Your goal – With "Shot" as the search word, show every line of the material that has it.

*** Source material Section Begins ***

PR #38490, opened 2024-02-06
Allow appends from collection list

### LINKED ISSUE #38435: FE: add UI for uploading from collections list
[figma](https://www.figma.com/file/tLUjTffE2vTCRbQeb71HJQ/Allow-appends-on-existing-CSV-upload-models?type=design&node-id=1005-58551&mode=design&t=WqF2DT117ImHZ3VV-0)

Screen Shot 2024-02-05 at 1 49 12 PM

Screen Shot 2024-02-05 at 1 49 21 PM

Screen Shot 2024-02-05 at 1 49 48 PM

```[tasklist]
### Tasks
- [x] Create Model Selection Modal
- [x] Handle Errors
- [x] Handle Upload to new model
```

iethree:
resolves https://github.com/metabase/metabase/issues/38435

## Description

- Allows users to append to models from collections
- If a collection has appendable models, you'll get a nice little modal asking what you want to do with a new upload
- otherwise, we just upload it into a new model

Screen Shot 2024-02-08 at 4 24 55 PM

### Checklist

### DIFF
--- a/frontend/src/metabase/collections/components/ModelUploadModal.tsx
+++ b/frontend/src/metabase/collections/components/ModelUploadModal.tsx
@@ -13,7 +13,10 @@ import {
 import { useSearchListQuery } from "metabase/common/hooks";
 import type { CollectionId, TableId, CardId } from "metabase-types/api";
 
-type UploadMode = "append" | "create";
+enum UploadMode {
+  append = "append",
+  create = "create",
+}
 
 type CollectionOrTableIdProps =
   | { collectionId: CollectionId; tableId?: never }
@@ -30,7 +33,7 @@ export function ModelUploadModal({
   onUpload: ({ collectionId, tableId }: CollectionOrTableIdProps) => void;
   collectionId: CollectionId;
 }) {
-  const [uploadMode, setUploadMode] = useState<UploadMode>("create");
+  const [uploadMode, setUploadMode] = useState<UploadMode>(UploadMode.create);
   const [tableId, setTableId] = useState<TableId | null>(null);
   const models = useSearchListQuery({
     query: {
@@ -71,7 +74,7 @@ export function ModelUploadModal({
     return null;
   }
 
-  const isFormValid = uploadMode === "create" || !!tableId;
+  const isFormValid = uploadMode === UploadMode.create || !!tableId;
 
   return (
     <Modal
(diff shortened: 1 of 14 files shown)


frontend/src/metabase/collections/components/ModelUploadModal.tsx
```diff
@@ -0,0 +1,116 @@
...
+  Icon,
+} from "metabase/ui";
+import { useSearchListQuery } from "metabase/common/hooks";
+import type { CollectionId, TableId, CardId } from "metabase-types/api";
+
+type UploadMode = "append" | "create";
+
+type CollectionOrTableIdProps =
+  | { collectionId: CollectionId; tableId?: never }
+  | { collectionId?: never; tableId: TableId; modelId?: CardId };
```
sloansparger, line 20: # 🧙‍♂️

frontend/src/metabase/collections/components/ModelUploadModal.tsx
```diff
@@ -0,0 +1,116 @@
...
+  Stack,
+  Select,
+  Radio,
+  Text,
+  Icon,
+} from "metabase/ui";
+import { useSearchListQuery } from "metabase/common/hooks";
+import type { CollectionId, TableId, CardId } from "metabase-types/api";
+
+type UploadMode = "append" | "create";
```
sloansparger, line 16: !nit (<- meaning don't feel like you have to make this change)

```suggestion
enum UploadMode {
  append = "append",
  create = "create",
}
```

Then you can reference the enum below to avoid having magic strings below.

frontend/src/metabase/collections/components/ModelUploadModal.tsx
```diff
@@ -0,0 +1,116 @@
...
+          onChange={(val: UploadMode) => setUploadMode(val)}
+        >
+          <Radio label={t`Create a new model`} value="create" />
+          <Radio mt="md" label={t`Append to a model`} value="append" />
+        </Radio.Group>
+        {uploadMode === "append" && (
+          <Select
+            icon={<Icon name="model" />}
+            placeholder="Select a model"
+            value={String(tableId) ?? ""}
```
sloansparger, line 96: I saw when poking around on Raffi's browse models stuff that tableId comes back null for this search list query. _If this is happening here_ `String(tableId)` would return `"undefined"`.

frontend/src/metabase/collections/containers/CollectionContent.jsx
```diff
@@ -122,12 +146,9 @@ function CollectionContent({
...
   }, [bookmarks, collectionId]);
 
-  const onDrop = useCallback(
-    acceptedFiles => {
-      uploadFile({ file: acceptedFiles[0], collectionId });
-    },
-    [collectionId, uploadFile],
-  );
+  const onDrop = acceptedFiles => {
+    saveFile(acceptedFiles[0]);
```
sloansparger, line 150: is worth having a check if `acceptedFiles[0]` is not defined?

iethree: I'll double check, but I don't think the library will fire this handler unless there's a valid file

frontend/src/metabase/collections/components/ModelUploadModal.tsx
iethree: well TIL https://www.typescriptlang.org/docs/handbook/enums.html#enums-at-runtime

cdeweyx (approved):

npfitz (approved):
I think this all looks good. Do we want any e2e coverage on the feature?

iethree:
> I think this all looks good. Do we want any e2e coverage on the feature?

good call! I'll submit a follow-up PR for that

*** Source material Section Ends ***

Your response –
Screen Shot 2024-02-05 at 1 49 12 PM
Screen Shot 2024-02-05 at 1 49 21 PM
Screen Shot 2024-02-05 at 1 49 48 PM
Screen Shot 2024-02-08 at 4 24 55 PM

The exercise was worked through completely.